> _What to do_
Find the lines holding the string "servicePrincipal" in the data, then copy all of them.

> _Stored data entries_
• • • • •

PR #1938, opened 2022-06-09
feat: support zk log options & flags fix

### LINKED ISSUE #1500: sql_client: zk "exceeded deadline by N ms" floods logs
Ref https://issues.apache.org/jira/browse/ZOOKEEPER-642
We should support two feature:
1. set zk_session_timeout in sql_client(only sql_client haven't supported zk_session_timeout)
2. set log level of zk client in sql_client(servers don't need to remove the zk logs, only interactive client needs)

optional:
update zk c api version to 3.5.0, it'll reduce the amount of meaningless log messages.

vagetablechicken:
Closes #1500 
CLI: disable zk log by default(log level 0). use gflags zk_log_level & zk_log_file to modify `ClusterOptions`.
other sdk: use default `ClusterOptions ` now, info level and use stream stderr(default in zk).

make more flag desc.

### DIFF
--- a/src/zk/zk_client.h
+++ b/src/zk/zk_client.h
@@ -19,6 +19,7 @@
 
 #include <atomic>
 #include <condition_variable>  // NOLINT
+#include <cstdio>
 #include <map>
 #include <mutex>  // NOLINT
 #include <string>
@@ -27,7 +28,6 @@
 #include "boost/function.hpp"
 
 extern "C" {
-#include "stdio.h"
 #include "zookeeper/zookeeper.h"
 }
 
--- a/src/zk/zk_client.h
+++ b/src/zk/zk_client.h
@@ -27,6 +27,7 @@
 #include "boost/function.hpp"
 
 extern "C" {
+#include "stdio.h"
 #include "zookeeper/zookeeper.h"
 }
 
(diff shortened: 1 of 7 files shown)


tobegit3hub (approved):
LGTM

src/zk/zk_client.h
```diff
@@ -27,6 +27,7 @@
 #include "boost/function.hpp"
 
 extern "C" {
+#include "stdio.h"
```
dl239: please resolve all `cpplint` warnings

src/zk/zk_client.h
```diff
@@ -52,7 +53,11 @@ class ZkClient {
     ~ZkClient();
 
     // init zookeeper connections
-    bool Init();
+    // log level: DISABLE_LOGGING=0, ZOO_LOG_LEVEL_ERROR=1, ZOO_LOG_LEVEL_WARN=2, ZOO_LOG_LEVEL_INFO=3,
```
dl239, line 56: add enum

vagetablechicken: It's zk enum, integer is ok, no need to add more

dl239: it's not recommend to pass magic number when  call `init` function,

dl239: L44 in src/sdk/db_sdk.h and default parameter in init

dl239 (approved):

PR #5581, opened 2019-07-11
COMPX-333. Error while creating clusters with whitelisted set of polc…

rohithsharmaks:
Liftie managaes KMS and attache/detach autoscaller policy. 

Patch adds up KMS and IMA policy actions required for liftie.


rohithsharmaks:
Thanks @doktoric !

PR #5582, opened 2019-07-11
CB-2348 DatabaseServerConfig: add GET by Crn endpoint without environ…

gergopapi2:


redbeams-api/src/main/java/com/sequenceiq/redbeams/api/endpoint/v4/databaseserver/DatabaseServerV4Endpoint.java
```diff
@@ -52,25 +52,32 @@ DatabaseServerV4Responses list(@NotNull @QueryParam("environmentId") String envi
...
+    @GET
+    @Path("/crn/{crn}")
+    @Produces(MediaType.APPLICATION_JSON)
+    @ApiOperation(value = DatabaseServerOpDescription.GET_BY_CRN, produces = MediaType.APPLICATION_JSON, notes = Notes.DATABASE_SERVER_NOTES,
+            nickname = "getDatabaseServerByCrn")
+    DatabaseServerV4Response getByCrn(@PathParam("crn") String crn);
+
     @POST
-    @Path("external")
+    @Path("managed")
```
bhavanki: I know I said I'm bad at naming things, but I'll still say that I don't like "managed" here, because it doesn't say _who_ is managing - is it redbeams or something else? At least "external" means "outside", which seems clear to me is not redbeams.

redbeams-api/src/main/java/com/sequenceiq/redbeams/api/endpoint/v4/databaseserver/DatabaseServerV4Endpoint.java
```diff
@@ -52,25 +52,32 @@ DatabaseServerV4Responses list(@NotNull @QueryParam("environmentId") String envi
...
-            nickname = "getDatabaseServer")
+            nickname = "getDatabaseServerByNameOrCrn")
     DatabaseServerV4Response getByNameOrCrn(@NotNull @QueryParam("environmentId") String environmentId, @PathParam("nameOrCrn") String nameOrCrn);
 
+    @GET
+    @Path("/crn/{crn}")
+    @Produces(MediaType.APPLICATION_JSON)
+    @ApiOperation(value = DatabaseServerOpDescription.GET_BY_CRN, produces = MediaType.APPLICATION_JSON, notes = Notes.DATABASE_SERVER_NOTES,
+            nickname = "getDatabaseServerByCrn")
+    DatabaseServerV4Response getByCrn(@PathParam("crn") String crn);
```
bhavanki: This endpoint looks perfect. My question, though: If we have this one, does "getByNameOrCrn" need to support looking up a server by CRN at all?

redbeams-api/src/main/java/com/sequenceiq/redbeams/api/endpoint/v4/databaseserver/DatabaseServerV4Endpoint.java
gergopapi2: I see. What about serviceManaged?

External to me is confusing, it could mean:
1) external in relation to redbeams, because the user manages the lifecycle of it, redbeams only uses it
2) external in relation to the user, redbeams manages it.

redbeams-api/src/main/java/com/sequenceiq/redbeams/api/endpoint/v4/databaseserver/DatabaseServerV4Endpoint.java
gergopapi2: Totally agree, I just did not want to touch that. Then I will.

redbeams-api/src/main/java/com/sequenceiq/redbeams/api/endpoint/v4/databaseserver/DatabaseServerV4Endpoint.java
bhavanki: I see you have the same confusion with "external" that I have with "managed". :)

To me, "serviceManaged" doesn't help - which service? Redbeams?

redbeams-api/src/main/java/com/sequenceiq/redbeams/api/endpoint/v4/databaseserver/DatabaseServerV4Endpoint.java
gergopapi2: @bhavanki would it be ok for you to do that as part of another PR? I think it would make sense to change our api to GET, DELETE, PUT by crn only, as that seems to be the common currency.

PR #5583, opened 2019-07-11
Knox topology fixes for various services

keyki:


orchestrator-salt/src/main/resources/salt/salt/gateway/config/cm/topology.xml.j2
```diff
@@ -201,7 +171,7 @@
     <service>
         <role>ZEPPELINWS</role>
         {% for hostloc in salt['pillar.get']('gateway:location')['ZEPPELIN_SERVER'] -%}
-        <url>ws://{{ hostloc }}:9995/ws</url>
+        <url>ws://{{ hostloc }}:{{ ports['ZEPPELIN'] }}</url>
```
risdenk: Need to keep the `/ws` on the end of this. Sorry didn't get to review this quicker.

risdenk: It should be `<url>ws://{{ hostloc }}:{{ ports['ZEPPELIN'] }}/ws</url>`

keyki: Hm, I've tested this and worked without /ws

keyki: I'll double check.

risdenk: @keyki and I checked this and looks like I was wrong and don't need the `/ws`.

PR #5584, opened 2019-07-11
CB-2148 calling redbeams for databaseserver info

lnardai:
dummy-dummy, please don't look


lnardai:
This is already merged with a another PR to an rc branch.

PR #5591, opened 2019-07-11
CB-1579 Workflow to create the FreeIPA bind accounts per cluster

lacikaaa:


core/src/main/java/com/sequenceiq/cloudbreak/reactor/handler/kerberos/KeytabConfigurationHandler.java
```diff
@@ -0,0 +1,119 @@
...
+        ServiceKeytabRequest request = new ServiceKeytabRequest();
+        request.setEnvironmentCrn(stack.getEnvironmentCrn());
+        request.setServerHostName(primaryGatewayConfig.getHostname());
+        request.setServiceName("CM");
+        request.setDoNotRecreateKeytab(Boolean.TRUE);
+        RoleRequest roleRequest = new RoleRequest();
+        roleRequest.setRoleName("hadoopadminrole-" + stack.getName());
+        roleRequest.setPrivileges(Set.of("Service Administrators"));
+        request.setRoleRequest(roleRequest);
+        return kerberosMgmtV1Endpoint.generateServiceKeytab(request);
```
kkalvagadda: Can you use api "getServiceKeytab", instead? When you use this getServiceKeytab, there is no need to pass doNotRecreateKeytab in the request.

core/src/main/java/com/sequenceiq/cloudbreak/reactor/handler/kerberos/KeytabConfigurationHandler.java
```diff
@@ -0,0 +1,119 @@
...
+        String principal = secretService.getByResponse(serviceKeytabResponse.getServicePrincial());
+        return new KeytabModel("CM", "/etc/cloudera-scm-server", "cmf.keytab", principal, keytab);
+    }
+
+    private ServiceKeytabResponse getServiceKeytabResponse(Stack stack, GatewayConfig primaryGatewayConfig)
+            throws Exception {
+        ServiceKeytabRequest request = new ServiceKeytabRequest();
+        request.setEnvironmentCrn(stack.getEnvironmentCrn());
+        request.setServerHostName(primaryGatewayConfig.getHostname());
+        request.setServiceName("CM");
```
kkalvagadda: There could be other use cases that would want to use "KeytabConfigurationHandler". For example MLX.

MLX would want to use KeytabConfigurationHandler to create ketyab with administrative permissions. Having hardcoded strings like "CM" would need a rewrite if it has to be reused. Can you make these API's generic so that they can be re-used?

I'm giving this comment with the limited knowledge I have. Please ignore if it doesn't make sense.

core/src/main/java/com/sequenceiq/cloudbreak/reactor/handler/kerberos/KeytabConfigurationHandler.java
```diff
@@ -0,0 +1,119 @@
...
+        request.setDoNotRecreateKeytab(Boolean.TRUE);
+        RoleRequest roleRequest = new RoleRequest();
+        roleRequest.setRoleName("hadoopadminrole-" + stack.getName());
```
kkalvagadda: Same comment as above.

freeipa/src/main/java/com/sequenceiq/freeipa/kerberosmgmt/v1/KerberosMgmtV1Service.java
```diff
@@ -149,12 +160,45 @@ private String serviceAdd(String serviceName, String hostname, String realm, Str
...
+            boolean roleSetForService = service.getMemberOfRole().stream().anyMatch(member -> member.contains(roleRequest.getRoleName()));
+            if (!roleSetForService) {
+                ipaClient.addRoleMember(role.getCn(), null, null, null, null, Set.of(service.getKrbprincipalname()));
+            }
+        }
+    }
+
+    private void addPrivilegesToRole(Set<String> privileges, FreeIpaClient ipaClient, Role role) throws FreeIpaClientException {
+        if (privileges != null) {
+            Set<String> privilegesToAdd = privileges.stream().filter(privilegeName -> {
```
kkalvagadda: Can you please explain the intent of this block? 
I think member in the privilege would be roles, right. What is the logic looking for "privilegeName" in members of privilege with name "privilegeName".

core/src/main/java/com/sequenceiq/cloudbreak/reactor/handler/kerberos/KeytabConfigurationHandler.java
jamisonbennett: I was going to comment elsewhere but I will add it here. There is a get and post method for /v1/kerberosmgmt/servicekeytab. The intent was that post method will always create a new keytab and if there are existing keytabs it will always invalidate them. The get method will never invalidate the existing keytabs but it will also never create a keytab.

It seems that doNotRecreateKeytab seems to enable the post method to be used to attempt to encapsulate logic that a client already can do try a "get" and if it fails then do a "post". The problem I see with hiding this logic in the FreeIPA management service is that is that it may actually lead to invalidations in some race cases. Consider what happens if this is called twice in a very short period of time. When we move to an HA environment, the time period of race condition expose is enlarged. In HA, FreeIPA operates with multimaster. The later timestamp will win. This means the second request can actually cause the regeneration of the keytab and thus cause the invalidation of the first.

So I think doNotRecreateKeytab will mislead the caller of the API and lead to situations that are not possible to guarantee (since its not supported by the underlying FreeIPA APIs).

freeipa/src/main/java/com/sequenceiq/freeipa/kerberosmgmt/v1/KerberosMgmtV1Service.java
```diff
@@ -75,12 +81,16 @@ public ServiceKeytabResponse generateServiceKeytab(ServiceKeytabRequest request,
...
-        String adminUser = freeIpaClientFactory.getAdminUser();
         hostAdd(request.getServerHostName(), ipaClient);
-        String servicePrincipal = serviceAdd(request.getServiceName(), request.getServerHostName(), realm, adminUser, ipaClient);
-        String serviceKeytab = getServiceKeytab(servicePrincipal, ipaClient);
+        com.sequenceiq.freeipa.client.model.Service service = serviceAdd(request, realm, ipaClient);
+        String serviceKeytab;
+        if (service.getHasKeytab() && request.getDoNotRecreateKeytab()) {
+            serviceKeytab = getExistingServiceKeytab(service.getKrbprincipalname(), ipaClient);
+        } else {
+            serviceKeytab = getServiceKeytab(service.getKrbprincipalname(), ipaClient);
```
jamisonbennett: The race condition with `doNotRecreateKeytab` that I mentioned earlier can cause this line to be executed more than once resulting in invalidation of the initial keytab.

core/src/main/java/com/sequenceiq/cloudbreak/reactor/handler/kerberos/KeytabConfigurationHandler.java
lacikaaa: the main reason for this to avoid 2 calls from CB to FreeIPA. If we don't have this option, then we have to make a call with get to see if there is already a keytab for the service. If no, we can call the create. This way our call from CB is idempotent, we can call it many times.

From CB side I can't see the issue of calling this method in a short time causing race condition, but if it's an issue from other services I can rewrite it to do a call with get.

core/src/main/java/com/sequenceiq/cloudbreak/reactor/handler/kerberos/KeytabConfigurationHandler.java
lacikaaa: yes, Jamison is right. This logic is in CB for generating keytab for CM, and for CM I think the right choice is CM. Do you think we should expose this variable on our API? I'm not sure about that.

core/src/main/java/com/sequenceiq/cloudbreak/reactor/handler/kerberos/KeytabConfigurationHandler.java
lacikaaa: it's still internal stuff for CB. We use these to replace this script for generating keytabs: https://github.com/hortonworks/cloudbreak/blob/master/orchestrator-salt/src/main/resources/salt/salt/sssd/template/generate_cm_keytab.j2

freeipa/src/main/java/com/sequenceiq/freeipa/kerberosmgmt/v1/KerberosMgmtV1Service.java
lacikaaa: good catch! That should be the roleName

freeipa/src/main/java/com/sequenceiq/freeipa/kerberosmgmt/v1/KerberosMgmtV1Service.java
```diff
@@ -149,12 +160,45 @@ private String serviceAdd(String serviceName, String hostname, String realm, Str
...
+                ipaClient.addRoleMember(role.getCn(), null, null, null, null, Set.of(service.getKrbprincipalname()));
+            }
+        }
+    }
+
+    private void addPrivilegesToRole(Set<String> privileges, FreeIpaClient ipaClient, Role role) throws FreeIpaClientException {
+        if (privileges != null) {
+            Set<String> privilegesToAdd = privileges.stream().filter(privilegeName -> {
+                try {
+                    Privilege privilege = ipaClient.showPrivilege(privilegeName);
```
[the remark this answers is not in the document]
lacikaaa: it would make RPC calls, but won't be duplicate as the privilegeName is different

core/src/main/java/com/sequenceiq/cloudbreak/reactor/handler/kerberos/KeytabConfigurationHandler.java
keyki: Yep, this keytab should not be granted to any other applications, besides CM.

core/src/main/java/com/sequenceiq/cloudbreak/reactor/handler/kerberos/KeytabConfigurationHandler.java
keyki: If we try to get first then post we could encounter the same race condition, aren't we?

freeipa/src/main/java/com/sequenceiq/freeipa/kerberosmgmt/v1/KerberosMgmtV1Service.java
lacikaaa: I think if here we can have a race condition, we can have it with 2 calls.
2 calls come to the get, both fails as there is no keytab. Both calls the create, the latter wins. I think using this 2 call solution won't solve the race condition itself. If we want to really solve it, then we have to block the read for the service if there is a create in operation for the same service, and drop new creates until there is a running create.

core/src/main/java/com/sequenceiq/cloudbreak/reactor/handler/kerberos/KeytabConfigurationHandler.java
lacikaaa: yes, see: https://github.com/hortonworks/cloudbreak/pull/5591#discussion_r302852273

core/src/main/java/com/sequenceiq/cloudbreak/reactor/handler/kerberos/KeytabConfigurationHandler.java
jamisonbennett: @keyki , you are correct. The race condition exists no matter what we do. I am just suggesting that we not try to pretend there isn't a race condition. Regardless of `doNotRecreateKeytab`, the race condition is present. This API will be exposed to our internal workloads and I just don't want them to be surprised when `doNotRecreateKeytab=True` actually recreates a keytab and thus invalidates prior keytabs. I guess I am OK with adding the `doNotRecreateKeytab` flag as long as the API documentation warns that it is a "best effort" which is not guaranteed and may actually invalidate prior keytabs.

As to the short time, what happens if there is an HA scenario and a temporary network partition between the FreeIPA masters? Two post requests could be mapped to different FreeIPA servers. They are multi-master so there will be two valid responses. But after the network partition is healed, only one of the two keytabs will be usable. This network partition could potentially last longer than a "short period of time".

But I understand the desire to minimize the number of round trips requests, so can we just reword the documentation a little bit?

core/src/main/java/com/sequenceiq/cloudbreak/reactor/handler/kerberos/KeytabConfigurationHandler.java
kkalvagadda: I understand that this code was added to address the generation of CM keytab but there will be other cases where we would want to use KeytabConfigurationHandler to create keytab for other services.

keyki: I don't get it. How would you use this handler. This is cloudbreak code.

core/src/main/java/com/sequenceiq/cloudbreak/reactor/handler/kerberos/KeytabConfigurationHandler.java
lacikaaa: ok, I will modify the docs according to your suggestion

core/src/main/java/com/sequenceiq/cloudbreak/reactor/handler/kerberos/KeytabConfigurationHandler.java
lacikaaa: I'm not aware of any other usecase where CB needs a keytab. If it happens we will have to rewrite this piece of code

PR #5593, opened 2019-07-11
Add error handling for gcp

tiborpopovics:


cloud-gcp/src/main/java/com/sequenceiq/cloudbreak/cloud/gcp/compute/GcpInstanceResourceBuilder.java
```diff
@@ -169,7 +169,7 @@
         insert.setPrettyPrint(Boolean.TRUE);
         try {
             Operation operation = insert.execute();
-            if (operation.getHttpErrorStatusCode() != null) {
+            if (operation.getHttpErrorStatusCode() != null && !operation.getError().isEmpty()) {
```
pdarvasi: I think there should be an "or" relation here

PR #5596, opened 2019-07-12
CB-879 set base image when CM or CDP repo provided

keyki:


lajosrodek:
Deprecated by #5598 .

• • • • •

> _Response box_
-        String servicePrincipal = serviceAdd(request.getServiceName(), request.getServerHostName(), realm, adminUser, ipaClient);
-        String serviceKeytab = getServiceKeytab(servicePrincipal, ipaClient);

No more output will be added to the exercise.